Manual Calculation showing orthogonality

1.0 * 1.0
=> 1.0
0.30901699437494745 * -0.8090169943749473
=> -0.25
-0.8090169943749473 * 0.30901699437494723
=> -0.2499999999999998
-0.8090169943749475 * 0.30901699437494773 +
=> -0.2500000000000003
0.30901699437494723 * -0.8090169943749477
=> -0.24999999999999992
1.0 - 0.25 - 0.2499999999999998 - 0.2500000000000003 - 0.24999999999999992
=> 2.7755575615628914e-17
#  Without floating point error: 1.0 - 0.25 - 0.25 - 0.25 - 0.25 == 0.0

The above floating point error is the reasoning behind self.dot_product(other).abs < Epsilon in the method is_orthogonal? Epsilon is just set to some very small number to deal with floting point comparisons.

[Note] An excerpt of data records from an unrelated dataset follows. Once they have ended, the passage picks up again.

PR #275, opened 2019-03-14
Fix Spotify playback

fondberg:
Spotify now requires the expiresIn token in the message.
Tested to work with Harman Kardon Google Home smart speaker and Chromecast stick v1.

### DIFF
--- a/pychromecast/controllers/spotify.py
+++ b/pychromecast/controllers/spotify.py
@@ -41,7 +41,8 @@ class SpotifyController(BaseController):
         def callback():
             """Callback function"""
             self.send_message({"type": TYPE_STATUS,
-                               "credentials": self.access_token})
+                               "credentials": self.access_token,
+                               "expiresIn": 3600})
 
         self.launch(callback_function=callback)
 


emontnemery:
@fondberg How do you test? I did some testing with `spotify_example.py` and it doesn't really seem to work, with or without your change.

fondberg:
@emontnemery I tested with the spotify_example.py as well.

fondberg:
Just tested on other devices and it works. Are you sure your test passed this:
```
if cast.name == CAST_NAME:
```

emontnemery:
There was a problem with pyspotify also, the version available from pip is outdated, I had to install directly from github instead.

What is the recommended way of installing?

emontnemery:
@fondberg Thanks, it is indeed working!

pychromecast/controllers/spotify.py
```diff
@@ -41,7 +41,8 @@ def launch_app(self):
         def callback():
             """Callback function"""
             self.send_message({"type": TYPE_STATUS,
-                               "credentials": self.access_token})
+                               "credentials": self.access_token,
+                               "expiresIn": 3600})
```
balloob: So `expiresIn` should indicate when the token expires. This value is in seconds. It is part of the access token ad refresh token responses as per the OAuth2 spec.

```python
# Refresh token response
{
    "access_token": "ABCDEFGH",
    "expires_in": 1800,
    "refresh_token": "IJKLMNOPQRST",
    "token_type": "Bearer"
}

# Access token response
{
    "access_token": "ABCDEFGH",
    "expires_in": 1800,
    "token_type": "Bearer"
}
```

Although this PR will allow the frontend to work, it will not function correctly, and it will drop the token in 1 hour?

balloob: I think the correct solution would be to:
 - allow expires_in to be passed in. Default expires_in to the default expires_in that Spotify returns (although this might cause weird issues in the future).
 - automatically adjust the value if we send this message later than it was passed in
 - throw an error if the token has expires

fondberg:
Agree that oj would be better. I'll try to create a PR with using the token expiration from the response when I get some time

PR #278, opened 2019-03-17
WIP - Add multizone controller

### LINKED ISSUE #111: Chromecast Audio status when playing as member of a group
When a Chromecast Audio is playing media as a member of a group, the returned MEDIA_STATUS is empty:
`{u'status': [], u'type': u'MEDIA_STATUS', u'requestId': 3}`

What would be the correct way reliably know if a particular device is playing, including when it's acting as a member of a group?
It would be possible to loop over all groups of which the device is a member, but:
- How to get a list of groups of which the device is a member?
- What if several groups, of which a particular device is a member, are playing at the same time?

Edit:
Partial solution:
In each group, one Chromecast will be elected 'leader', while the remaining players in the same group will be 'followers'.

When the **leader** is playing or paused, it will report an app_id of 'MultizoneLeader' and a 'session_id' which is same as the 'session_id' of the group it is leading. Hence, state of the leader can be deduced from the `media_controller.status.player_state` state of the matching group.

The **followers** will report an app_id of 'MultizoneFollower'.
Doing:
`requests.get('http://' + follower_ip + ':8008/setup/eureka_info?params=multizone')`
will return, among other group related settings, a list of groups in which the follower is a member.
The state of the follower can be guessed by comparing status.status_text and status.display_name between the follower and groups in which it is a member.

There is probably a more straight forward way to do this.

emontnemery:
Fixes #111

### DIFF
--- a/pychromecast/controllers/multizone.py
+++ b/pychromecast/controllers/multizone.py
@@ -1,0 +1,85 @@
+"""
+Controller to monitor audio group members.
+"""
+import json
+import logging
+import requests
+
+from . import BaseController
+from .. import discovery
+
+_LOGGER = logging.getLogger(__name__)
+
+MESSAGE_TYPE = "type"
+MULTIZONE_NAMESPACE = "urn:x-cast:com.google.cast.multizone"
+TYPE_DEVICE_ADDED = "DEVICE_ADDED"
+TYPE_DEVICE_UPDATED = "DEVICE_UPDATED"
+TYPE_DEVICE_REMOVED = "DEVICE_REMOVED"
+TYPE_GET_STATUS = "GET_STATUS"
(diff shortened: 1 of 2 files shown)


pychromecast/controllers/multizone.py
```diff
@@ -0,0 +1,84 @@
...
+                self._callback.multizone_member_added(uuid)
+
+    def _remove_member(self, uuid):
+        name = self._members.pop(uuid, '<Unknown>')
+        _LOGGER.debug("(%s) Removed member %s(%s), members: %s",
+                      self._uuid, uuid, name, self._members)
+        if self._callback:
+            self._callback.multizone_member_removed(uuid)
+
+    def get_members(self):
```
emontnemery: Could we have this called automatically when the socket_client connects?

PR #1343, opened 2022-11-04
ci: fix path to migrations in Dockerfile

jakubgs:
Broken by moving the `migrations_scripts` folder:
- https://github.com/status-im/nwaku/pull/1330


LNSD (approved):
IMO much cleaner! Thanks for your patch 👍🏼

PR #1344, opened 2022-11-04
chore: build rln dependecies only when building v2

### LINKED ISSUE #1313: chore(makefile): Control NIM_PARAMS and compiled deps for waku v1 and v2 targets
### Background
Currently, both v1 and v2 targets receive the same NIM_PARAMS variable and `deps` dependencies, that collects all flags to pass to executables and resources to be compiled, respectively.

These include, for example, RLN-related flags and libraries, but v1 doesn't support RLN-RELAY, hence RLN resources would be compiled even if will not be used. This is the case also for GitHub CI test1 workflows, where roughly 10 mins are spent in the compilation of rln resources. 

### Possible Solution
To give more control over what is passed to v1 and v2 targets, we can populate accordingly two distinct NIM_PARAMS_V1 and NIM_PARAMS_V2 variables in the makefile and separate `deps` into `depsv1` and `depsv2`.

### Acceptance criteria
- [ ] Make v1 and v2 targets to compile/include only necessary resources/flags.

LNSD:
This is a gardening 🌳 and CI optimization PR:

- [x] Tidy up the `Makefile`
- [x] Split v2 dependencies from `deps` target into `deps2` target
- [x] Build v2 dependencies only when building waku v2 code
- [x] Add a per binary `nim.cfg` for static nim defines and flags

This PR resolves #1313

----

There is some work pending to decouple the `NIM_PARAMS` as @s1fr0 pointed out in #1313, but this work should be taken in a separate piece for the sake of simplicity.

### DIFF
--- a/Makefile
+++ b/Makefile
@@ -18,24 +18,47 @@ EXCLUDED_NIM_PACKAGES := vendor/nim-dnsdisc/vendor
 
 LINK_PCRE := 0
 
+
+# Get git version
+GIT_VERSION ?= $(shell git describe --abbrev=6 --always --tags)
+
+# Detecting the os
+ifeq ($(OS),Windows_NT) # is Windows_NT on XP, 2000, 7, Vista, 10...
+ detected_OS := Windows
+else ifeq ($(strip $(shell uname)),Darwin)
+ detected_OS := macOS
+else
+ # e.g. Linux
+ detected_OS := $(strip $(shell uname))
+endif
+
+
 # we don't want an error here, so we can handle things later, in the ".DEFAULT" target
 -include $(BUILD_SYSTEM_DIR)/makefiles/variables.mk
 
 .PHONY: \
 	all \
-	deps \
-	update \
-	sim1 \
-	wakunode1 \
-	wakunode2 \
-	example1 \
-	example2 \
-	wakubridge \
 	test \
+	update \
 	clean \
+	libbacktrace \
+	deps \
+	deps2 \
+	v1 \
+	v2 \
+	test1 \
+	test2 \
+	wakunode1 \
+	example1 \
+	sim1 \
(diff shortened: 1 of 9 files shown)


LNSD:
> what kind of flags should go to each app nim.cfg file and what instead should go in [waku.nimble](https://github.com/status-im/nwaku/blob/master/waku.nimble?rgh-link-date=2022-11-04T18%3A29%3A57Z)?

I do not have a clear answer right now, at least to establish a set of good practices. But, I will do a second iteration on the configuration and build scripts in the following weeks.

But, this is how I see it right now: we should put the static nim flags in a single place (e.g., the application `nim.cfg` file). The dynamic options/flags are the part that I do not have a clear idea of how to manage, yet.

Makefile
```diff
@@ -55,118 +78,156 @@ else # "variables.mk" was included. Business as usual until the end of this file
...
+ifeq ($(detected_OS), macOS)
+NIM_PARAMS := $(NIM_PARAMS) -d:onchain_rln
+endif
+endif
+endif
+
+
 installganache:
 ifeq ($(ONCHAIN_RLN), true) 
 	npm install ganache-cli; npx ganache-cli -p	8540	-g	0	-l	3000000000000&
```
LNSD, line 233: @staheri14 @s1fr0 `ganache-cli` node package is deprecated. Check the NPM page for more context: https://www.npmjs.com/package/ganache-cli

Additionally, we should move the "ganache-cli" logic in the Makefile to the test suite itself.

How we should proceed with this?

LNSD:
Merging this PR as #1347 depends on it. Moving [this comment](https://github.com/status-im/nwaku/pull/1344#discussion_r1014332523) to #1347 since it is still relevant. Waiting for a response.

PR #1345, opened 2022-11-04
chore(wakucanary): remove port hardcoding + add cli config

alrevuelta:
* listening port for wakunode was hardcoded to 60000
* remove hardcoding and add a new cli flag `--node-port` to configure the port


LNSD (approved):
LGTM ✅

jakubgs (approved):
Nice, thanks for quick response.

PR #1346, opened 2022-11-04
chore: rename protocols rpc_codec procs from init to decode

LNSD:
This is another gardening PR 🌳 

- [x] Rename RPC types codec methods from init to decode
- [x] Move `PubsubTopic` type from `waku_node` module to `waku_message` module


rymnc (approved):
LGTM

Are the other intervals orthogonal too?

Using all this, we should be able to answer the original question, are the other intervals in the chromatic scale all orthogonal to each other? The answer I found was no, not after only one cycle of the cosine waves. But, if you keep them running together for longer periods of time and more cycles, there is eventually a time when the waveform’s intervals will match up in period and the full waveform up until that point will be completely orthogonal to each other.

Checking Each Interval for Orthogonality

MaxCycles = 200
Ratios.each_with_index do |ratio, i|
    next if i == 0   #  Not orthogonal to itself!
    1.upto(MaxCycles) do |num_cycles|
        tonic = create_scale_degree(Ratios.first[:ratio], num_cycles)
        note = create_scale_degree(ratio[:ratio], num_cycles)
        if tonic.is_orthogonal?(note)
            puts "#{ratio[:name]} #{ratio[:ratio].inspect} is orthogonal to Unison after #{num_cycles} cycles"
            break;
        end
    end
end

Results

Below is a chart of the results sorted by how many cycles it takes for each interval to sync up and become orthogonal, which they all do after few relatively few cycles.

Results

| Cycles   | Ratio    |  Decimal  | Interval Name    |
| -------- | -------- | --------- | ---------------- |
|  1       |  2:1     | 2.0       | Octave           |
|  2       |  3:2     | 1.5       | Perfect Fifth    |
|  3       |  4:3     | 1.3333333 | Perfect Fourth   |
|  3       |  5:3     | 1.6666667 | Major Sixth      |
|  4       |  5:4     | 1.25      | Major Third      |
|  5       |  6:5     | 1.2       | Minor Third      |
|  5       |  8:5     | 1.6       | Minor Sixth      |
|  5       |  9:5     | 1.8       | Minor Seventh    |
|  8       |  9:8     | 1.125     | Major Second     |
|  8       | 15:8     | 1.875     | Major Seventh    |
| 24       | 25:24    | 1.0417    | Minor Second     |
| 32       | 45:32    | 1.40625   | Diminished Fifth |

The first things I notice about the results are:

The number of cycles required is equal to the denominator
The decimal value of the interval’s ratio doesn’t follow the number of cycles
The Perfect Fifth is the quickest to sync up (Circle of fifths?)
The Perfect Fourth is next
When DJing you generally mix songs in keys which are perfect fourths and fifths
My two favourite intervals take the longest to sync

What I can take away from this experiment, is that the human brain is basing its perception of consonance and dissonance on how long two frequencies or notes played together take until they match up in period and become orthogonal. This probably gives those intervals a feeling both of balance, but also temporary dissonance which resolves after a short period of time. Two sounds played at once which never resolve to orthogonality are considered noisey or out of tune.